I’ve also been struck recently by the essential connection between the head and the body. Whether talking about Christ and the church or husband and wife, this connection is everything. The body is nothing without the head. The head is nothing without the body. Blood, oxygen, nutrition, direction and feeling all go back and forth ceaselessly. This is how essential you are to your wife. This is how essential you are to your husband. It’s a oneness, an usness. The difference between the glorious life of two become one and the tripping over a corpse when each does not do its part is profound, and yet observable all around us, and probably unobservable but real in some of the marriages here.
So what have we said? The wife’s responsibility is to submit, and she’s called to it regardless of her husband’s attitude. In the same way the husband is called to love his wife no matter what. But it’s way more glorious, way better if both are doing our parts. In fact, Paul says, it shows the world the love of Christ and the church. Verses 31-32: Therefore a man shall leave his father and mother and be united to his wife, and the two shall become one flesh.” 32This mystery is profound, and I am saying that it refers to Christ and the church.

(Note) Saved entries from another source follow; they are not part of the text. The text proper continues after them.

PR #4314, opened 2020-12-16
Add logging

lognaturel:
The first commit is to try to get more information on [this exception](https://console.firebase.google.com/u/0/project/api-project-322300403941/crashlytics/app/android:org.odk.collect.android/issues/dacbfe39d324ac95ff15529a8b7841bf?time=last-ninety-days) (needs auth). It happens on form save, generally triggered by `onPause` but sometimes also by manually exiting out of the form. The user experience is that a dialog is shown with the `NullPointerException` message. I believe that in case of a manual exit out of the form, the user is forced to tap "OK" and then their data is lost rather than saved. When this is triggered by `onPause`, it's possible that there would be a later opportunity to save again. Either way, we don't want this happening. It seems pretty clear it only affects v1.28.x and I suspect a JavaRosa issue though I can't see what it would be. Hopefully getting more information on the shape of the reference that causes this problem will help.

The second commit is for troubleshooting [this exception](https://console.firebase.google.com/u/0/project/api-project-322300403941/crashlytics/app/android:org.odk.collect.android/issues/1923b875080051dec14f1ebfaa6d716f?time=last-ninety-days). On instance save, in the code path where this is the first time the instance is being saved, there can be a crash on attempt to get the blank form corresponding to the new instance. One possible issue I saw is that the field `uri` was updated when a local variable should have been used. This looks like a very safe change so I made it but can also revert if preferred. I also added logging.

### DIFF
--- a/collect_app/src/main/java/org/odk/collect/android/javarosawrapper/FormController.java
+++ b/collect_app/src/main/java/org/odk/collect/android/javarosawrapper/FormController.java
@@ -516,8 +516,10 @@ public class FormController {
         try {
             return formEntryController.saveAnswer(index, data, true);
         } catch (Exception e) {
+            String dataType = data != null ? data.getClass().toString() : null;
+            String ref = index != null ? index.getReference().toString() : null;
             Timber.w("Error saving answer of type %s with ref %s for index %s",
-                    data.getClass().toString(), index.getReference(), index);
+                    dataType, ref, index);
 
             throw new JavaRosaException(e);
         }
--- a/collect_app/src/main/java/org/odk/collect/android/javarosawrapper/FormController.java
+++ b/collect_app/src/main/java/org/odk/collect/android/javarosawrapper/FormController.java
@@ -516,6 +516,9 @@ public class FormController {
         try {
             return formEntryController.saveAnswer(index, data, true);
         } catch (Exception e) {
+            Timber.w("Error saving answer of type %s with ref %s for index %s",
+                    data.getClass().toString(), index.getReference(), index);
+
             throw new JavaRosaException(e);
         }
     }
--- a/collect_app/src/main/java/org/odk/collect/android/logic/PropertyManager.java
+++ b/collect_app/src/main/java/org/odk/collect/android/logic/PropertyManager.java
@@ -94,7 +94,7 @@ public class PropertyManager implements IPropertyManager {
             putProperty(PROPMGR_DEVICE_ID,     "",         deviceDetailsProvider.getDeviceId());
             putProperty(PROPMGR_PHONE_NUMBER,  SCHEME_TEL,          deviceDetailsProvider.getLine1Number());
         } catch (SecurityException e) {
-            Timber.e(e);
+            Timber.i(e);
         }
 
         // User-defined properties. Will replace any above with the same PROPMGR_ name.
--- a/collect_app/src/main/java/org/odk/collect/android/tasks/SaveFormToDisk.java
+++ b/collect_app/src/main/java/org/odk/collect/android/tasks/SaveFormToDisk.java
@@ -183,8 +183,7 @@ public class SaveFormToDisk {
         FormInstance formInstance = formController.getFormDef().getInstance();
 
         // If FormEntryActivity was started with an instance, update that instance
-        if (Collect.getInstance().getContentResolver().getType(uri).equals(
-                InstanceColumns.CONTENT_ITEM_TYPE)) {
+        if (Collect.getInstance().getContentResolver().getType(uri).equals(InstanceColumns.CONTENT_ITEM_TYPE)) {
             // TODO: reduce geometry duplication across three branches with different database queries
             String geometryXpath = getGeometryXpathForInstance(uri);
             ContentValues geometryContentValues = extractGeometryContentValues(formInstance, geometryXpath);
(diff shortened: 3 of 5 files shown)


collect_app/src/main/java/org/odk/collect/android/tasks/SaveFormToDisk.java
```diff
@@ -212,9 +210,9 @@ private void updateInstanceDatabase(boolean incomplete, boolean canEditAfterComp
             InstancesRepository instances = new DatabaseInstancesRepository();
             Instance instance = instances.getOneByPath(instancePath);
             if (instance != null) {
-                uri = Uri.withAppendedPath(InstanceColumns.CONTENT_URI, instance.getId().toString());
+                Uri instanceUri = Uri.withAppendedPath(InstanceColumns.CONTENT_URI, instance.getId().toString());
```
lognaturel: This should not have been reusing the field as it's just used locally. One idea I have for why this crash happens is that somehow there is an instance that matches the path in the DB but the update fails. Then the else branch below is hit but the uri is set to the instance uri rather than the form uri as it should be. This feels like a really safe fix to me but it would be good to get confirmation.

collect_app/src/main/java/org/odk/collect/android/javarosawrapper/FormController.java
```diff
@@ -516,6 +516,9 @@ public boolean saveAnswer(FormIndex index, IAnswerData data) throws JavaRosaExce
         try {
             return formEntryController.saveAnswer(index, data, true);
         } catch (Exception e) {
+            Timber.w("Error saving answer of type %s with ref %s for index %s",
```
seadowg, line 521: Does this not need to be `Timber.e`?

collect_app/src/main/java/org/odk/collect/android/tasks/SaveFormToDisk.java
```diff
@@ -231,7 +229,11 @@ private void updateInstanceDatabase(boolean incomplete, boolean canEditAfterComp
             } else {
                 Timber.i("No instance found, creating");
                 try (Cursor c = Collect.getInstance().getContentResolver().query(uri, null, null, null, null)) {
-                    // retrieve the form definition...
+                    // retrieve the form definition
+                    if (c.getCount() != 1) {
+                        Timber.w("No matching form found for %s", uri);
```
seadowg, line 234: Again I thought these had to be `Timber.e` but I could be wrong.

collect_app/src/main/java/org/odk/collect/android/tasks/SaveFormToDisk.java
seadowg: Ach I'm in two minds. I think your explanation makes sense, but I'm a little worried about merging this in during regression testing especially as it's not tested. How do you feel about this being pulled out as a separate change (we can potentially as an issue) so we can add tests around it and merge later?

seadowg (changes requested):

collect_app/src/main/java/org/odk/collect/android/javarosawrapper/FormController.java
seadowg: Oh no looks like I'm wrong (looking at `ApplicationInitializer`). Ignore me. I see now what the diff is.

lognaturel: Right, it's a little weird. `w` is for things that we don't want as a top-level issue but that we want to show up in the logs we see in Firebase to provide context. It feels like a little bit of an abuse of `w` but I don't see another way. We definitely don't want to send lower log levels to Firebase. 

Side note, it's not totally clear to me whether the top-level "non-fatal" crashes we see from Firebase are from `Timber.e` or from Firebase automatically intercepting exceptions even if they're caught or possibly both.

collect_app/src/main/java/org/odk/collect/android/tasks/SaveFormToDisk.java
lognaturel: Fair enough. Let me take it out and the logging will help us either confirm that's the issue or discard that hypothesis. Then we can either add the change in a point release or in v1.30.

seadowg (dismissed):

collect_app/src/main/java/org/odk/collect/android/javarosawrapper/FormController.java
```diff
@@ -516,6 +516,9 @@ public boolean saveAnswer(FormIndex index, IAnswerData data) throws JavaRosaExce
...
+                    data.getClass().toString(), index.getReference(), index);
```
seadowg: Ok sorry now I'm being really paranoid, but I think it'd be good to make that we account for null `data` or `index` so there is no risk of ending up with a `NullPointerException` here.

seadowg (changes requested):
As comment.

lognaturel:
Going back to draft for now. We have another day of regression testing ahead so I may add more logging improvements during my day.

collect_app/src/main/java/org/odk/collect/android/logic/PropertyManager.java
```diff
@@ -94,7 +94,7 @@ public PropertyManager reload() {
             putProperty(PROPMGR_DEVICE_ID,     "",         deviceDetailsProvider.getDeviceId());
             putProperty(PROPMGR_PHONE_NUMBER,  SCHEME_TEL,          deviceDetailsProvider.getLine1Number());
         } catch (SecurityException e) {
-            Timber.e(e);
+            Timber.i(e);
```
lognaturel, line 97: This is the top reporting issue in Firebase but it's expected because there could be an attempt to get the phone number before permissions were prompted for.

seadowg (approved):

Paul quotes what has to be the Bible’s most fundamental verse on marriage, Genesis 2:24, which he has been alluding to all along. As I said to the kids in Awana, Genesis 2:24 is a progression. “A man shall leave his father and mother” That’s the first step. “And be united to his wife” - that’s the wedding, the moment of eternal commitment. “And the two shall become one” - that’s the process. Two people become one, not just physically, though that’s a wonderful and joyful part of mature married love. But also emotionally, spiritual, intellectually, socially and in any other way you can name. The two become one. When a couple growing in mature married love walk into the room, you are no longer seeing two separate individuals, but one person with two complementary expressions, a unity whose cords are stronger than life.
And this gets gloriously better if the husband and the wife are conspiring together to do these impossible things: love like Christ, submit as to Christ. Husbands, wives, conspire together to do this. Don’t try to do it on your own. Work with each other, communicate with each other. Confess and forgive and pray.

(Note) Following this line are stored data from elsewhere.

PR #4316, opened 2020-12-16
Make sure external recording is blocked when internal recording in progress

### LINKED ISSUE #4285: Audio widgets are not blocked while the internal recorder is recording if the external app is set as default
Collect master

#### Problem description
Audio widgets are not blocked while the internal recorder is recording if the external app is set as default

1. External app for recording is used as a default
2. User starts form where audio quality is set
3. User records audio with audio quality defined
4. Other audio widgets are not blocked

ezgif com-video-to-gif(1)

#### Expected behavior
All audio widgets are blocked

seadowg:
Closes #4285 

New tests.

Comments inline.

Good to just check the issue is fixed and that external and internal recording still behave as expected.

### DIFF
--- a/collect_app/src/main/java/org/odk/collect/android/widgets/utilities/ExternalAppRecordingRequester.java
+++ b/collect_app/src/main/java/org/odk/collect/android/widgets/utilities/ExternalAppRecordingRequester.java
@@ -6,6 +6,8 @@ import android.provider.MediaStore;
 import android.util.Pair;
 import android.widget.Toast;
 
+import androidx.lifecycle.LifecycleOwner;
+
 import org.javarosa.form.api.FormEntryPrompt;
 import org.odk.collect.android.R;
 import org.odk.collect.android.analytics.AnalyticsEvents;
@@ -14,6 +16,7 @@ import org.odk.collect.android.listeners.PermissionListener;
 import org.odk.collect.android.utilities.ActivityAvailability;
 import org.odk.collect.android.utilities.ApplicationConstants;
 import org.odk.collect.android.utilities.PermissionUtils;
+import org.odk.collect.audiorecorder.recording.AudioRecorderViewModel;
 
 import java.util.function.Consumer;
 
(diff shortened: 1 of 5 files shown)


collect_app/src/main/java/org/odk/collect/android/widgets/utilities/ExternalAppRecordingRequester.java
```diff
@@ -24,13 +27,24 @@
...
         this.activityAvailability = activityAvailability;
         this.waitingForDataRegistry = waitingForDataRegistry;
         this.formEntryViewModel = formEntryViewModel;
+        this.audioRecorderViewModel = audioRecorderViewModel;
+        this.lifecycleOwner = lifecycleOwner;
+    }
+
+    @Override
+    public void onIsRecordingBlocked(Consumer<Boolean> isRecordingBlockedListener) {
+        audioRecorderViewModel.getCurrentSession().observe(lifecycleOwner, session -> {
```
seadowg, line 45: I did consider creating an abstract class that both `Internal...` and `External...` could extend from with this implementation. However, I feel like the code here **happens** to be the same as opposed to being the same. It could very well be that internal recordings are blocked for different reasons than external ones down the line.

Could totally understand if that seems wrong though!

lognaturel:
This seems like enough of an edge case that maybe we can bump to 1.30? I think it's important to get the release out as soon as possible so there's as much time to react to issues before we head out for end of year breaks.

collect_app/src/main/java/org/odk/collect/android/widgets/utilities/ExternalAppRecordingRequester.java
lognaturel: I'm not sure we're likely to add conditions but the principle makes sense to me and there isn't much more complexity one way or the other.

lognaturel (approved):

lognaturel:
How about this -- I'll take out of the milestone for now so it doesn't look urgent. If @getodk/testers are able to finish regression testing before the end of one of their days, they can verify this one. But we should not extend the QA period just for it.

mmarciniak90:
**Tested with success**

Verified cases
- all audio widgets are blocked while the internal recorder is recording if the external app is set
- all audio widgets are blocked while the internal recorder is recording if the internal app is set
- delete recorded audio while the internal recorder is recording - audio widget is blocked
- minimization
- lock screen
- rotation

Because the outcome is glorious. It’s a model of Christ and the church, and Paul says it’s a profound mystery. But many of the godly couples that I’ve counseled with over the years have wanted this, to model the reality of Jesus for those around who cannot see the invisible God but can see each married couple.
Think about how this works. The husband is to love as Christ loved. Christ is a perfect example of sacrificial and caring love. The husband can’t perfectly imitate his model, but a husband with this model will bring a flavor of Christ into his marriage that the world rarely sees. The wife, on the other hand is to be like the church, and the truth is that the church has done extraordinarily badly at showing submission, at becoming holy. So the world looks at the church with disdain. But if a marriage shows what the right relationship is to be between wife and husband, body and head, Christ and the church then that draws the world’s eyes upward to see the sacrifice and patience of Christ in its glory. This is a profound mystery and a profound witness, a glorious witness that we can have if we will work together to do our parts.